→ Work instructions
Find the string "scoped" in the entries and copy each line that has it.

→ Available data
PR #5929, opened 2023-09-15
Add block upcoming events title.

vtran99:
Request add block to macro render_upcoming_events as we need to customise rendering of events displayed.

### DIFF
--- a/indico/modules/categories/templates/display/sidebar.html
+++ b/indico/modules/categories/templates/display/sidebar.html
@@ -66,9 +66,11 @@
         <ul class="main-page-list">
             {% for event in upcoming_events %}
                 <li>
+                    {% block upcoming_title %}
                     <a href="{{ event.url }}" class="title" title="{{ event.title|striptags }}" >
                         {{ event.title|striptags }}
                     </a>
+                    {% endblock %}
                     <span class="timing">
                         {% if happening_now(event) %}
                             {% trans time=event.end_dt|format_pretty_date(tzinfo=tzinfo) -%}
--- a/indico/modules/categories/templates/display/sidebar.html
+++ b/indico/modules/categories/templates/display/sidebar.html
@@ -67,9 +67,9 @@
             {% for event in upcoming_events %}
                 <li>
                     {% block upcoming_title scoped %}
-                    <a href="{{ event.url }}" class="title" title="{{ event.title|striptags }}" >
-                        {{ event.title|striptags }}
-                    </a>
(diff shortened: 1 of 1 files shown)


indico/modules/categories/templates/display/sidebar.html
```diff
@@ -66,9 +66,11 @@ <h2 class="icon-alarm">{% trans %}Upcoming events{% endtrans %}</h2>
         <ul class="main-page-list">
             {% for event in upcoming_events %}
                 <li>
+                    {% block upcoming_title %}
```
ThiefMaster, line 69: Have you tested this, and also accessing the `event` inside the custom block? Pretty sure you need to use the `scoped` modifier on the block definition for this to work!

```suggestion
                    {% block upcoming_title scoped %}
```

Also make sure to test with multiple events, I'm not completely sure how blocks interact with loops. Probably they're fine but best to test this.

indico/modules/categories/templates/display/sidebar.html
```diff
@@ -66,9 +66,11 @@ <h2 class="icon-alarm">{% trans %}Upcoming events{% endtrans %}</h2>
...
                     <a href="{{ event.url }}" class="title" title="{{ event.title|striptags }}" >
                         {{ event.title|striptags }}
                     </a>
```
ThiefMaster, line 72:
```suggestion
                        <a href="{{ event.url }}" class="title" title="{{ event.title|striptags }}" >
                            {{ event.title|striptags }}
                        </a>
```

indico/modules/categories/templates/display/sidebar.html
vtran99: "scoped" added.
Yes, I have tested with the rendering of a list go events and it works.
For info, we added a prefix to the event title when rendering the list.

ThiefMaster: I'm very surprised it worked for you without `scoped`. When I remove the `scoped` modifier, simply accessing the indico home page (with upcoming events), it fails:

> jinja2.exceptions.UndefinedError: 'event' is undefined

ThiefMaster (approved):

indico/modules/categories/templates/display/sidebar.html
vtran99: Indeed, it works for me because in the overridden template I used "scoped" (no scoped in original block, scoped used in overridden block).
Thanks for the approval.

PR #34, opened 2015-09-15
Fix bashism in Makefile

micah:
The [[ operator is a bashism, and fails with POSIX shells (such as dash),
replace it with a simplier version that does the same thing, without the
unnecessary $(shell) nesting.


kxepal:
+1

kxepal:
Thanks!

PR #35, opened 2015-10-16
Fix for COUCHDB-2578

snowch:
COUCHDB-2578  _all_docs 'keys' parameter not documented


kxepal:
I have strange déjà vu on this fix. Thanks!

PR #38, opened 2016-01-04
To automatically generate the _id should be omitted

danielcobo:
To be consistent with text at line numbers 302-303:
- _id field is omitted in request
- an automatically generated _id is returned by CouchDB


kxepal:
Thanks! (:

...

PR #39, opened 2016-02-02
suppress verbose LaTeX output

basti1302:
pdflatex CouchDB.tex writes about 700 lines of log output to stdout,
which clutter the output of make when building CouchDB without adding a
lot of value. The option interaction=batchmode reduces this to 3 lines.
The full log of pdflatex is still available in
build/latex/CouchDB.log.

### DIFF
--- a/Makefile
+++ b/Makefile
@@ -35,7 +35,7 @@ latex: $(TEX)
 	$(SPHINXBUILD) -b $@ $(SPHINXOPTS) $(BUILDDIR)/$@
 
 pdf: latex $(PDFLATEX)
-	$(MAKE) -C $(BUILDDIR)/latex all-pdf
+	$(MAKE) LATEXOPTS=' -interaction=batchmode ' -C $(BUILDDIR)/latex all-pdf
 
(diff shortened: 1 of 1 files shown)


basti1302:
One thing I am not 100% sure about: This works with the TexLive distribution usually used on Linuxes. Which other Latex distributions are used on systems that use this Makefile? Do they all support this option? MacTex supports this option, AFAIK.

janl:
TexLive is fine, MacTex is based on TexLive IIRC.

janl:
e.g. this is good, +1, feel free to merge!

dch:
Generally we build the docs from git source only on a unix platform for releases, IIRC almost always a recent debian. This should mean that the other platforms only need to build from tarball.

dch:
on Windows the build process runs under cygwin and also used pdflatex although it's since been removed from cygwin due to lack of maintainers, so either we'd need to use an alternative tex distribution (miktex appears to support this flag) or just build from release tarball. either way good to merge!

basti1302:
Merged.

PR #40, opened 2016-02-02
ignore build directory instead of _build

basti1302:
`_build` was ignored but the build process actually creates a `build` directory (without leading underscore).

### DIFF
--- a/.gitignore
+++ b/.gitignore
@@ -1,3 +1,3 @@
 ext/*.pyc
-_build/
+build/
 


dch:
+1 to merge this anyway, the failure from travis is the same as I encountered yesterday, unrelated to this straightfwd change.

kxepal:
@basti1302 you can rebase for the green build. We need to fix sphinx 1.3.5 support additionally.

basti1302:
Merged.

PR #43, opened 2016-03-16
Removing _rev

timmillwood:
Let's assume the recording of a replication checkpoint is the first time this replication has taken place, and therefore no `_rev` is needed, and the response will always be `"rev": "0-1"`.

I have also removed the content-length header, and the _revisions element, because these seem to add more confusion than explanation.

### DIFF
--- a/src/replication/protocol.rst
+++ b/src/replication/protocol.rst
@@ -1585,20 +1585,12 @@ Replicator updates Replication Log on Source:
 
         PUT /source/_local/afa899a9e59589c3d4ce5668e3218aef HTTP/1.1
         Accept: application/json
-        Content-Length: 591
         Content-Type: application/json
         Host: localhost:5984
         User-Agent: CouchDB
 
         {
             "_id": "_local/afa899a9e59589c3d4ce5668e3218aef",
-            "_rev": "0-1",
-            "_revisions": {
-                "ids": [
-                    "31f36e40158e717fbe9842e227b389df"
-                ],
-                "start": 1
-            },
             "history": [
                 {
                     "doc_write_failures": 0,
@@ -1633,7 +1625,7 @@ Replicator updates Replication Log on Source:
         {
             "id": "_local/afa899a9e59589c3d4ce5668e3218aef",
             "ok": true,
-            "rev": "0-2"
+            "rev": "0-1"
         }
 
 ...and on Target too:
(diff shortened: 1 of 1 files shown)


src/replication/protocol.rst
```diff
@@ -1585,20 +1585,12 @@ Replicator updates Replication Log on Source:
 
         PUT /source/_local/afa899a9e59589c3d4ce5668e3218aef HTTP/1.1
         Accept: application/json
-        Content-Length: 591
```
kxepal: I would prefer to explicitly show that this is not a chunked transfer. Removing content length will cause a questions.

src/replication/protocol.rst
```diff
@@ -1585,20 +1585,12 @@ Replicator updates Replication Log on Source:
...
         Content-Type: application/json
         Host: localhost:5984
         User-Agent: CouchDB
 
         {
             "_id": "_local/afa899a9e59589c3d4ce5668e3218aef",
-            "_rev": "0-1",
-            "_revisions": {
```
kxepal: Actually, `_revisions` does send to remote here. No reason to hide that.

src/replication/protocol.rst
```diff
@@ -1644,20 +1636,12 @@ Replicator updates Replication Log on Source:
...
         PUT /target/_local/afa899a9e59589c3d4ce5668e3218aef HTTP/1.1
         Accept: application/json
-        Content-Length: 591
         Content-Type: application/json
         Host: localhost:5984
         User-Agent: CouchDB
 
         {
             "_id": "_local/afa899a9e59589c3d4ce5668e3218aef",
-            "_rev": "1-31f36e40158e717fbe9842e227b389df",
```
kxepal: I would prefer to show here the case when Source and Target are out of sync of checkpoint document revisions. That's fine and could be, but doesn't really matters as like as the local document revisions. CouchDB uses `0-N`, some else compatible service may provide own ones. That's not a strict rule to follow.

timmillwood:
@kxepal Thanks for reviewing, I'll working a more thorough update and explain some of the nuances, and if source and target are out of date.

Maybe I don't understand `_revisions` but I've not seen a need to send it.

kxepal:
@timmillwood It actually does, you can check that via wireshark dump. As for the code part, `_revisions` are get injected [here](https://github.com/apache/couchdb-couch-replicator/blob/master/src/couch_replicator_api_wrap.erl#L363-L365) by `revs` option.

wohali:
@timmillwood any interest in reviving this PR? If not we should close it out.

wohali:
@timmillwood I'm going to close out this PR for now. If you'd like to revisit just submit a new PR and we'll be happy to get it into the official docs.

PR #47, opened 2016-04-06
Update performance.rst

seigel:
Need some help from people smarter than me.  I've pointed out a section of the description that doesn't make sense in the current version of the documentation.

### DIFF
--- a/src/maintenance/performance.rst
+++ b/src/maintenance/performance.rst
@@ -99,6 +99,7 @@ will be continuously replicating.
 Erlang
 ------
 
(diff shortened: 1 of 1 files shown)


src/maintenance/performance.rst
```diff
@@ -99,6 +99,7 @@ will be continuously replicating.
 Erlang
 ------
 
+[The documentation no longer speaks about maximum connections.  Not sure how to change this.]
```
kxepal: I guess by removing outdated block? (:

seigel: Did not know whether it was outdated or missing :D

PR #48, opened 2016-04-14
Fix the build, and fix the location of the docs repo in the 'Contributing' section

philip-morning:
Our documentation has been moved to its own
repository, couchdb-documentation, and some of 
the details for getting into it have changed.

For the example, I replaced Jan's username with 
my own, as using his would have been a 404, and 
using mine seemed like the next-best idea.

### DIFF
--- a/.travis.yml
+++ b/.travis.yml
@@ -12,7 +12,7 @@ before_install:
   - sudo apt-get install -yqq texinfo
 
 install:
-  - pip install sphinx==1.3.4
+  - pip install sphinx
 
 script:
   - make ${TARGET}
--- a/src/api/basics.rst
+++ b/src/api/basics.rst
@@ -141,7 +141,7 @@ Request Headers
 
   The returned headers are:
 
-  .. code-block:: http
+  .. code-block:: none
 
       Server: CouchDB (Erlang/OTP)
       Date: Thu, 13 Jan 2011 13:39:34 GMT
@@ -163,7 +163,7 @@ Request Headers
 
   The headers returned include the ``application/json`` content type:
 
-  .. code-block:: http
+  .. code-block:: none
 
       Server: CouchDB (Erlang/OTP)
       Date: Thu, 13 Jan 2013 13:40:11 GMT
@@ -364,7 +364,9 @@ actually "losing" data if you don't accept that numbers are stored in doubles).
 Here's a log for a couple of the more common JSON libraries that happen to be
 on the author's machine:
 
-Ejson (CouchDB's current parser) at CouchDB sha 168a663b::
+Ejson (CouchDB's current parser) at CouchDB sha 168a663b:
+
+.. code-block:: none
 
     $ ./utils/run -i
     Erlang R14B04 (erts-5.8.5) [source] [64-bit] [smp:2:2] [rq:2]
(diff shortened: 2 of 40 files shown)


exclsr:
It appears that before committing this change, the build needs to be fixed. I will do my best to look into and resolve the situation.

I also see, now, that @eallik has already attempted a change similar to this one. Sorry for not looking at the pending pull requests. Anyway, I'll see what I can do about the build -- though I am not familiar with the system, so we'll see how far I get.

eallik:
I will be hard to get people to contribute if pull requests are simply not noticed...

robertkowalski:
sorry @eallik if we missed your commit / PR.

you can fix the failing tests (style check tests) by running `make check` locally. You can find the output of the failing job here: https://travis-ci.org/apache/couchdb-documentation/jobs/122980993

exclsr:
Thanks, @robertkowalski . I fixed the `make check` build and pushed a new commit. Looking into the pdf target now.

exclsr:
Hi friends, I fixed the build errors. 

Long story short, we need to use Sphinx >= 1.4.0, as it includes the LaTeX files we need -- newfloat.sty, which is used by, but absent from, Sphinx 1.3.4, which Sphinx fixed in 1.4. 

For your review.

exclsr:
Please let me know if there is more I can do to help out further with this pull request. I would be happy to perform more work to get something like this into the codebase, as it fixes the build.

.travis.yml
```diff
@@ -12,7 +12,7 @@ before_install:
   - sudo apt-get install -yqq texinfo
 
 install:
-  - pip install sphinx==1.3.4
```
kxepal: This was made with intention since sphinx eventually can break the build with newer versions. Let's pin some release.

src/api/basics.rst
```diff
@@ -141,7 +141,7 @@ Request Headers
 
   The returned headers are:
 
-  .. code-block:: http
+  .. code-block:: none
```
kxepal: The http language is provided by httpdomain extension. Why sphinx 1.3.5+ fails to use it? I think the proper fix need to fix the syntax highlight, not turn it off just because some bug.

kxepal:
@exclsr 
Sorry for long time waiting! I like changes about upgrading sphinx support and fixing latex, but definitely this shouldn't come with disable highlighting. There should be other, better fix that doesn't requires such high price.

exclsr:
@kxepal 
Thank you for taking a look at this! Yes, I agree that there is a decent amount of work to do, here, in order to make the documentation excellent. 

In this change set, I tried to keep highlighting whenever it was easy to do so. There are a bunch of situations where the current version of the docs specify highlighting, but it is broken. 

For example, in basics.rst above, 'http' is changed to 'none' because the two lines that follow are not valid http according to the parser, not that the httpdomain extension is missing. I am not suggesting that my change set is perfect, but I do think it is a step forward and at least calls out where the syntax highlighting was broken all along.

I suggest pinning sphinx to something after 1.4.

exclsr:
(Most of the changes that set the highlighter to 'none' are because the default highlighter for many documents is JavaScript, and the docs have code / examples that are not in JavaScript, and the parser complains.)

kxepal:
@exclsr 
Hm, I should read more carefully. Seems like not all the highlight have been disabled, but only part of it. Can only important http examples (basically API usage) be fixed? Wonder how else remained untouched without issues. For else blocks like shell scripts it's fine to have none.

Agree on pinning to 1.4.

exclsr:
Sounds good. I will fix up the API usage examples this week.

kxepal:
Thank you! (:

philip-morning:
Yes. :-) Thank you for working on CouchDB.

---

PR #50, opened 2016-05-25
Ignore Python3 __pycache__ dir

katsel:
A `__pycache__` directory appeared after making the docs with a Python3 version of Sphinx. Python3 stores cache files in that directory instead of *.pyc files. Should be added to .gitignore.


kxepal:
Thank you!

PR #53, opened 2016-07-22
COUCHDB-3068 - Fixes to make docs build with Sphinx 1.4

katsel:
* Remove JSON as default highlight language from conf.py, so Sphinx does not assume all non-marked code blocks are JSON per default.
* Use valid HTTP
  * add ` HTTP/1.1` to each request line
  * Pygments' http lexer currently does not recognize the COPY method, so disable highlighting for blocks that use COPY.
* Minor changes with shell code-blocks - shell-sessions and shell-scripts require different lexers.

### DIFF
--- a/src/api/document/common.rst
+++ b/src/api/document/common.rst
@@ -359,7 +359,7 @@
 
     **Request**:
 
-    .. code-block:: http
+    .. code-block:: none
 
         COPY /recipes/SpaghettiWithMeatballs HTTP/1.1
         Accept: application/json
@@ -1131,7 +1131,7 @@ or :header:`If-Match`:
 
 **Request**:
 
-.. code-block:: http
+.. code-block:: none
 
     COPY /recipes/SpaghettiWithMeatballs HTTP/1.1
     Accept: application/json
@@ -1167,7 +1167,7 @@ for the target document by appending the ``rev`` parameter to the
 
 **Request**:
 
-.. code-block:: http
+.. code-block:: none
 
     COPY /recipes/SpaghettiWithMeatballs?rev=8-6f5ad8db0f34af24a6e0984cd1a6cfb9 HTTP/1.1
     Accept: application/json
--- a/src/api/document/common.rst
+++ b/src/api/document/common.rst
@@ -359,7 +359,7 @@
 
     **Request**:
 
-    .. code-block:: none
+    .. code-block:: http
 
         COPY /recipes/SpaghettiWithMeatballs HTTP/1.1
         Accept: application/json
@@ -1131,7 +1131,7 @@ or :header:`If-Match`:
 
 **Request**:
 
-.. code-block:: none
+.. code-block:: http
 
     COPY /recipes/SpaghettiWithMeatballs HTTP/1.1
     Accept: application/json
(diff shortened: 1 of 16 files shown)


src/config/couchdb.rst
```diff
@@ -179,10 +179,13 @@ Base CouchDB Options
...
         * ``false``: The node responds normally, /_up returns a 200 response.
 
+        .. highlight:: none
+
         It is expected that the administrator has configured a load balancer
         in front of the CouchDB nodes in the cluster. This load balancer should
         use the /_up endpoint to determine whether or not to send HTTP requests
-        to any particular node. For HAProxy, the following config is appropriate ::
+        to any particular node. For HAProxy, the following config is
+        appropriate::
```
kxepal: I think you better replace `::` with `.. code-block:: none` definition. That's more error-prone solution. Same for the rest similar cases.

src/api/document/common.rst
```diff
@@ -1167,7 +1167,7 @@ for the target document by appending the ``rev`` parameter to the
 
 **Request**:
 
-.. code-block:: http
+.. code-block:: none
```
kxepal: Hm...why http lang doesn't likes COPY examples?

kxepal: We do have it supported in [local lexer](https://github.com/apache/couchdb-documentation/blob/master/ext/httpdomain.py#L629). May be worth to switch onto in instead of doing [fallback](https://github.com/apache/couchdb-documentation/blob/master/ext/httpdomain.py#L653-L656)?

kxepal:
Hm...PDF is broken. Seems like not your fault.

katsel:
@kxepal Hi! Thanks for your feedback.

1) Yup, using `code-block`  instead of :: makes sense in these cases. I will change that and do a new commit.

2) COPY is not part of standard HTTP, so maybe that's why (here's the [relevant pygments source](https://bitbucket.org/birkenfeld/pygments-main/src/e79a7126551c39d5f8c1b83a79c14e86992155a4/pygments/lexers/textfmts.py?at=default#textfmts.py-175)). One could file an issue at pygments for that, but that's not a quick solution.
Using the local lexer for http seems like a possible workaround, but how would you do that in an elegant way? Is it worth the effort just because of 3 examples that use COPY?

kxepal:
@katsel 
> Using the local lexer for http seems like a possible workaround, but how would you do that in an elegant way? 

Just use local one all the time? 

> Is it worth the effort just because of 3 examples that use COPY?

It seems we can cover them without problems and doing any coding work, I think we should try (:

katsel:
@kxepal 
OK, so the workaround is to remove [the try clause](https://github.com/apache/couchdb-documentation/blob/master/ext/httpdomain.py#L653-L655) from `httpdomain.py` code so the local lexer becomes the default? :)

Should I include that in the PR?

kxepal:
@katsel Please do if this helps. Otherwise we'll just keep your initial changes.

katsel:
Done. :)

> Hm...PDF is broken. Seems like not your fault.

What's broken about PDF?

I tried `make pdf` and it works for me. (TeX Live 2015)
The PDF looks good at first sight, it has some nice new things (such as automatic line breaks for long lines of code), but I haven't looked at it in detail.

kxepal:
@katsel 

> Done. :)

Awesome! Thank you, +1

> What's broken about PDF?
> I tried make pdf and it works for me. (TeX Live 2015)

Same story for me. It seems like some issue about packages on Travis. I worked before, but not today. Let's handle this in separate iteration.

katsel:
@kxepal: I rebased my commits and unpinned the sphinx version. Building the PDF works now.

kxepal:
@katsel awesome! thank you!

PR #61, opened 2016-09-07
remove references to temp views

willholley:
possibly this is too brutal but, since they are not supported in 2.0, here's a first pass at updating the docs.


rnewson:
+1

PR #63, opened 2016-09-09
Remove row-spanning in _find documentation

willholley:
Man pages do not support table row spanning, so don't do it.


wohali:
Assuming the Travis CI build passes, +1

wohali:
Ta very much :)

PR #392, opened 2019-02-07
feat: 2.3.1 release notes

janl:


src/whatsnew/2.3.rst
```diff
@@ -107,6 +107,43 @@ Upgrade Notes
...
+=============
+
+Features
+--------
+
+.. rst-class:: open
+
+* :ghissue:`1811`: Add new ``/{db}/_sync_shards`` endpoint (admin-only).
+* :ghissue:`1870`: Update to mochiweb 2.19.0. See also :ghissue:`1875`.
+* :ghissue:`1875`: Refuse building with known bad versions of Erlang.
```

→ Solution to this problem
                     {% block upcoming_title scoped %}
ThiefMaster, line 69: Have you tested this, and also accessing the `event` inside the custom block? Pretty sure you need to use the `scoped` modifier on the block definition for this to work!
                    {% block upcoming_title scoped %}
vtran99: "scoped" added.
ThiefMaster: I'm very surprised it worked for you without `scoped`. When I remove the `scoped` modifier, simply accessing the indico home page (with upcoming events), it fails:
vtran99: Indeed, it works for me because in the overridden template I used "scoped" (no scoped in original block, scoped used in overridden block).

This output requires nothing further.